● **Work required**: Set down exactly the first line of the entries and every line after it, through the line with "Yes left that".

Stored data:
PR #372, opened 2020-11-30
Allow building without buildx

skitt:
We build the initial Shipyard base image without Dapper (to avoid a
chicken-and-egg problem). Since we don't need buildx for that, allow
build_image.sh to fall back to BuildKit if buildx isn't available, so
that we can get things going with plain Docker on the host. (buildx
will be installed in the Dapper image.)


mangelajo (approved):

scripts/shared/build_image.sh
```diff
@@ -48,6 +49,13 @@ fi
 # Rebuild the image to update any changed layers and tag it back so it will be used.
 buildargs_flag='--build-arg BUILDKIT_INLINE_CACHE=1'
 [[ -z "${buildargs}" ]] || buildargs_flag="${buildargs_flag} --build-arg ${buildargs}"
-docker buildx use buildx_builder || docker buildx create --name buildx_builder --use
-docker buildx build --load -t ${local_image} ${cache_flag} -f ${dockerfile} --platform ${platform} ${buildargs_flag} .
-docker tag ${local_image} ${cache_image}
```
mkolesnik, line 53: Was this removed intentionally?

skitt: Ah, no, thanks for spotting it!

scripts/shared/build_image.sh
```diff
@@ -4,14 +4,15 @@ source ${SCRIPTS_DIR}/lib/version
 
 ## Process command line flags ##
 
+default_platform=linux/amd64
```
mkolesnik, line 7: For now it's fine but maybe this should be considering $ARCH in the future.

mkolesnik (approved):
Thanks, I tested and it works

dfarrell07 (approved):

PR #373, opened 2020-12-01
If deployment failed, warn on inotify if necessary

mkolesnik:
Instead of always failing if inotify is too low, only warn about it in
case the deployment failed.

### DIFF
--- a/scripts/shared/clusters.sh
+++ b/scripts/shared/clusters.sh
@@ -161,21 +161,25 @@ function deploy_cluster_capabilities() {
     [[ $prometheus != "true" ]] || deploy_prometheus
 }
 
-### Main ###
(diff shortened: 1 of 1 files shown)


skitt (approved):
LGTM, thanks, the test logs show the function was called after the failure. (For other reviewers, this mustn’t be merged as is, the `return 1` line needs to be removed!)

dfarrell07 (approved):

mkolesnik:
> LGTM, thanks, the test logs show the function was called after the failure. (For other reviewers, this mustn’t be merged as is, the `return 1` line needs to be removed!)

Yes left that there by mistake but it'll be recorded for posterity :)

PR #2147, opened 2025-09-30
Automated backport of #2130: Build golangci-lint with the installed Go compiler

skitt:
Backport of #2130 on release-0.19.

#2130: Build golangci-lint with the installed Go compiler

For details on the backport process, see the [backport requests](https://submariner.io/development/backports/) page.

### DIFF
--- a/package/Dockerfile.shipyard-dapper-base
+++ b/package/Dockerfile.shipyard-dapper-base
@@ -57,9 +57,12 @@ RUN dnf -y install --nodocs --setopt=install_weak_deps=False \
 
 COPY tools/go.mod /tools.mod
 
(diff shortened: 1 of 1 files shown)


tpantelis:
Do we really need this backported all the way down?

skitt:
> Do we really need this backported all the way down?

I reckoned it might be worth it because currently the job fails by running out of memory (see https://github.com/submariner-io/shipyard/actions/runs/17884436578/job/50856290443) which takes a while. Backporting this everywhere reduces the amount of GHA minutes consumed and might even allow the linting jobs to run (although we’re seeing the old ginkgo failures now).

tpantelis (approved):

PR #2280, opened 2026-02-04
Run tests in parallel

skitt:
This uses the Ginkgo driver directly to allow running the tests in parallel.

## Summary by CodeRabbit

* **Chores**
  * Upgraded testing infrastructure to use Ginkgo v2 runner for more efficient test execution and improved coverage profiling.


tpantelis:
What is the motivation for running unit tests is parallel, especially at this point? This will likely cause issues in some test suites that modify shared globals.

skitt:
> What is the motivation for running unit tests is parallel, especially at this point? This will likely cause issues in some test suites that modify shared globals.

This is just a draft to measure the impact. The motivation is to reduce the time spent waiting for tests (but it would be more useful on e2e).

PR #2487, opened 2026-07-09
Fix CVEs for release-0.22

maayanf24:
## Summary by CodeRabbit

* **Chores**
  * Updated several Go module dependencies to newer versions.
  * Brought the tooling dependency set in line with the latest compatible releases.

* **Bug Fixes**
  * Added a vulnerability exemption for a low-severity Go package issue to avoid unnecessary breaking changes while keeping builds moving smoothly.


skitt (approved):
GO-2026-5024 is indeed insignificant for Submariner, but stdlib vulnerabilities may require bumping the Go compiler (if not the `go.mod` Go language level) at some point.

PR #2512, opened 2026-08-19
Harden Dockerfiles (FIND-005/008/012)

dfarrell07:
Dockerfile hardening covering three findings:

- **FIND-005** — digest-pin `package/Dockerfile.shipyard-dapper-base` (fedora:43), `package/Dockerfile.shipyard-linting` (alpine:3.24), and `package/Dockerfile.nettest.konflux` (ubi9 multi-arch index digest; `--platform` kept, `:latest` dropped). `Dockerfile.nettest` is intentionally not pinned — its `FEDORA_VERSION` ARG also drives `dnf_install` repo selection.
- **FIND-012** — add `USER 10000` to `package/Dockerfile.nettest` and `package/Dockerfile.nettest.konflux` (no `adduser` needed).
- **FIND-008** — switch `scripts/nettest/metricsproxy.konflux` ncat from `-c` (`--sh-exec`) to `-e` (`--exec`), removing the second-shell re-parse.

## Summary by CodeRabbit

* **Security**
  * Network testing containers now run as an unprivileged user rather than root.
  * Metrics proxy commands execute directly without shell interpretation.

* **Reliability**
  * Container base images are pinned to specific versions and immutable digests, providing more consistent and reproducible environments.


package/Dockerfile.nettest.konflux
```diff
@@ -1,6 +1,6 @@
 ARG BASE_BRANCH=release-0.22
 
-FROM --platform=${TARGETPLATFORM} registry.redhat.io/ubi9:latest
+FROM --platform=${TARGETPLATFORM} registry.redhat.io/ubi9@sha256:5426a8f45e80a07168a30ea24d84f266094b3756624a5508cc53927e6ee39e09
```
skitt, line 3: The justification given for this is reproducibility, but our images aren’t reproducible anyway since they run `dnf update` and install additional packages (which will be whatever package is available at the time the image is built). There _is_ however a supply-chain benefit to pinning images: it ensures the repository configuration in the base image remains constant and therefore reliable (assuming it’s been verified…). This means that our supply-chain exposure is limited to the already-known repositories; without the pin an attacker with access to the container image repository could replace the repository configuration in the base image to point to an attacker-controlled repository. (Although if an attacker controls base images the game is lost already.)

Would you mind updating the commit message accordingly?

skitt (changes requested):

package/Dockerfile.nettest.konflux
dfarrell07: Reworded. The reproducibility phrase you flagged was actually in the FIND-005 commit (Pin base image digests...), not this one, since that's where the framing originally came from. Dropped the reproducibility justification there and credited the real reason instead: pinning locks the base image's repo config, so an attacker who compromises the registry can't swap in a malicious repo pointing elsewhere. Pushed.

skitt (approved):

PR #2516, opened 2026-08-19
Harden Dockerfiles (FIND-005/012)

dfarrell07:
Dockerfile hardening covering two findings:

- **FIND-005** — digest-pin `package/Dockerfile.shipyard-dapper-base` (fedora:41) and `package/Dockerfile.shipyard-linting` (alpine:3.24). `Dockerfile.nettest` is intentionally not pinned — its `FEDORA_VERSION` ARG also drives `dnf_install` repo selection.
- **FIND-012** — add `USER 10000` to `package/Dockerfile.nettest` (after the version `RUN`, before `CMD`) so the community image defaults to non-root off-OpenShift.

Konflux files do not exist on release-0.18; FIND-019 Dependabot docker is devel-only.

### DIFF
--- a/package/Dockerfile.nettest
+++ b/package/Dockerfile.nettest
@@ -22,4 +22,6 @@ COPY scripts/nettest/* /app/
 
 RUN echo ${VERSION} >> /app/version
 
+USER 10000
+
 CMD ["/bin/bash","-l"]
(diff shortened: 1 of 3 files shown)


skitt (changes requested):
See #2512

dfarrell07:
Same fix as #2512 (commit message reworded to drop the reproducibility framing, credit the actual supply-chain rationale instead). See that PR for the full discussion. Pushed here too.

skitt (approved):

PR #2534, opened 2026-08-19
Harden e2e test-pod security posture (FIND-009/010/011/017)

dfarrell07:
Test-pod security hardening covering four findings:

- **FIND-017** — add pod/container `securityContext`, `automountServiceAccountToken: false`, and CPU/memory requests+limits to the `dummypod`, `netshoot`, and `nginx-demo` CI helper manifests.
- **FIND-009** — disable service-account token automount on all 7 `NetworkPod` PodSpecs in `test/e2e/framework/network_pods.go`.
- **FIND-010** — add `readOnlyRootFilesystem: true` to the shared container `SecurityContext`; `CustomPod` callers that need a writable root can set `WritableRootFS: true`.
- **FIND-011** — differentiated resource profiles: hard-capped for TCP listener/connector/CustomPod; requests-only (no CPU limit) for throughput/latency pods where a hard CPU cap corrupts benchmark numbers.

**Note:** apply the `e2e-projects` label so the consuming-repo e2e gate exercises the framework changes.

## Summary by CodeRabbit

* **Security Enhancements**
  * Hardened demo and test workloads with non-root execution, restricted privileges, read-only filesystems, dropped capabilities, RuntimeDefault seccomp, and disabled service-account token mounting.
  * Added default CPU and memory requests and limits.

* **Testing**
  * Added resource profiles for lightweight and throughput-focused network tests.
  * Enabled custom test pods to use writable filesystems and override resource requirements.
  * Updated Kubernetes test configuration handling for compatibility.


skitt (changes requested):
See #2535 (but using `new` instead of `ptr.To` since we have Go 1.26 here).

dfarrell07:
Applied in af42da0b, using `new(...)` per Go 1.26 instead of `ptr.To(...)` since this branch never had the `k8s.io/utils/ptr` import to begin with.

skitt (approved):

PR #2542, opened 2026-08-19

dfarrell07:

## Summary by CodeRabbit

* **Security**
  * Release images can now be signed and verified using Cosign and Sigstore.
  * Image signing supports registry authentication and records the published image digest.
  * Signing failures can be handled without blocking the release process.
  * Release workflows now support secure OIDC-based authentication for signing operations, improving provenance and verification of published images.


dfarrell07:
This is a known caveat documented in the finding: co-located checksums from the same GitHub release don't protect against a compromised release origin — an attacker with `contents: write` on the repo controls both the binary and the checksum file. This is explicitly acknowledged in the FIND-015 caveat section.

`cosign verify-blob` with the `.sig`/`.pem` files would provide an independent Sigstore/Rekor trust root, but requires cosign to already be present on the system — a chicken-and-egg problem for a bootstrap install step. The `sha256sum` approach is standard practice for cosign bootstrap installs and is what the cosign project itself recommends for this scenario.

The current approach eliminates `get.submariner.io` as a vector and adds forensic value (Rekor transparency entries on signed images) while accepting the residual GitHub release origin trust. Hardening the bootstrap itself (e.g. a pre-installed cosign via a trusted action on the runner, outside Dapper) can be tracked as a follow-up if desired.

skitt (dismissed):
See #2543

dfarrell07:
Same fix as #2543 (TUF-based cosign verification, replacing the same-source checksum). See that PR for the full discussion. Pushed here too.

Also addresses the CodeRabbit finding on this PR (same underlying issue) - it already self-marked as addressed against the pushed commit range.

tpantelis:
@coderabbitai approve

tpantelis (approved):

skitt (approved):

● **Answer space**:
PR #372, opened 2020-11-30
Allow building without buildx

skitt:
We build the initial Shipyard base image without Dapper (to avoid a
chicken-and-egg problem). Since we don't need buildx for that, allow
build_image.sh to fall back to BuildKit if buildx isn't available, so
that we can get things going with plain Docker on the host. (buildx
will be installed in the Dapper image.)


mangelajo (approved):

scripts/shared/build_image.sh
```diff
@@ -48,6 +49,13 @@ fi
 # Rebuild the image to update any changed layers and tag it back so it will be used.
 buildargs_flag='--build-arg BUILDKIT_INLINE_CACHE=1'
 [[ -z "${buildargs}" ]] || buildargs_flag="${buildargs_flag} --build-arg ${buildargs}"
-docker buildx use buildx_builder || docker buildx create --name buildx_builder --use
-docker buildx build --load -t ${local_image} ${cache_flag} -f ${dockerfile} --platform ${platform} ${buildargs_flag} .
-docker tag ${local_image} ${cache_image}
```
mkolesnik, line 53: Was this removed intentionally?

skitt: Ah, no, thanks for spotting it!

scripts/shared/build_image.sh
```diff
@@ -4,14 +4,15 @@ source ${SCRIPTS_DIR}/lib/version
 
 ## Process command line flags ##
 
+default_platform=linux/amd64
```
mkolesnik, line 7: For now it's fine but maybe this should be considering $ARCH in the future.

mkolesnik (approved):
Thanks, I tested and it works

dfarrell07 (approved):

PR #373, opened 2020-12-01
If deployment failed, warn on inotify if necessary

mkolesnik:
Instead of always failing if inotify is too low, only warn about it in
case the deployment failed.

### DIFF
--- a/scripts/shared/clusters.sh
+++ b/scripts/shared/clusters.sh
@@ -161,21 +161,25 @@ function deploy_cluster_capabilities() {
     [[ $prometheus != "true" ]] || deploy_prometheus
 }
 
-### Main ###
(diff shortened: 1 of 1 files shown)


skitt (approved):
LGTM, thanks, the test logs show the function was called after the failure. (For other reviewers, this mustn’t be merged as is, the `return 1` line needs to be removed!)

dfarrell07 (approved):

mkolesnik:
> LGTM, thanks, the test logs show the function was called after the failure. (For other reviewers, this mustn’t be merged as is, the `return 1` line needs to be removed!)

Yes left that there by mistake but it'll be recorded for posterity :)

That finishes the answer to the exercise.